🤖 AI Summary
Smart meter time-series data frequently exhibit multi-scale missingness (30 minutes to 1 day) due to sensor failures, leading to biased analysis and inaccurate forecasting. This study presents the first systematic benchmark evaluating statistical imputation methods (linear/spline interpolation), traditional machine learning models (XGBoost, Random Forest), general-purpose large language models (LLaMA-2, Phi-3), and dedicated time-series foundation models (TimesNet, iTransformer, DLinear, etc.) for electricity load data imputation. Results show that time-series foundation models achieve an average 18.7% reduction in MAE under long-horizon missingness, significantly outperforming all baselines. Moreover, we identify a Pareto trade-off between their superior contextual modeling capability and increased computational cost—specifically, 5–12× higher inference latency.

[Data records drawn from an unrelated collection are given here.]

PR #543, opened 2025-03-08
Stop requiring other tests

manphiz:
ERT since Emacs 29 disallows tests with the same name.  This can also happen when requiring other tests that have 'ert-deftest' and the required source is run before the requiring source, in which case the required source is run twice and all its 'ert-deftest' are considered reusing test names.  See also bug#66782[1].

This patch removes all requires on other test units, and remove all provides in test unit to prevent such error.  Currently this doesn't cause any issues.  In future, it would be better to put utility variable and functions in a separate helper unit to be able to require.

[1] https://debbugs.gnu.org/cgi/bugreport.cgi?bug=66782

### DIFF
--- a/tests/elfeed-curl-tests.el
+++ b/tests/elfeed-curl-tests.el
@@ -13,6 +13,4 @@
     (cl-loop for (type . url) in table
              do (should (eq (elfeed-curl--protocol-type url) type)))))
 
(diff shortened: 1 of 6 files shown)


manphiz:
Looks like make test only runs the central test file to avoid such issue.  False alarm.

PR #546, opened 2025-06-22
elfeed-web: add charset=utf-8 when sending entry contents

fuzy112:
This fixes the problem where CJK contents cannot be displayed.


fuzy112:
Closing since there seems no interest to merge this.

These findings establish an empirical benchmark and provide actionable design guidelines for deploying generative AI in trustworthy energy data imputation.
📝 Abstract
The integrity of time series data in smart grids is often compromised by missing values due to sensor failures, transmission errors, or disruptions. Gaps in smart meter data can bias consumption analyses and hinder reliable predictions, causing technical and economic inefficiencies. As smart meter data grows in volume and complexity, conventional techniques struggle with its nonlinear and nonstationary patterns. In this context, Generative Artificial Intelligence offers promising solutions that may outperform traditional statistical methods. In this paper, we evaluate two general-purpose Large Language Models and five Time Series Foundation Models for smart meter data imputation, comparing them with conventional Machine Learning and statistical models. We introduce artificial gaps (30 minutes to one day) into an anonymized public dataset to test inference capabilities. Results show that Time Series Foundation Models, with their contextual understanding and pattern recognition, could significantly enhance imputation accuracy in certain cases. However, the trade-off between computational cost and performance gains remains a critical consideration.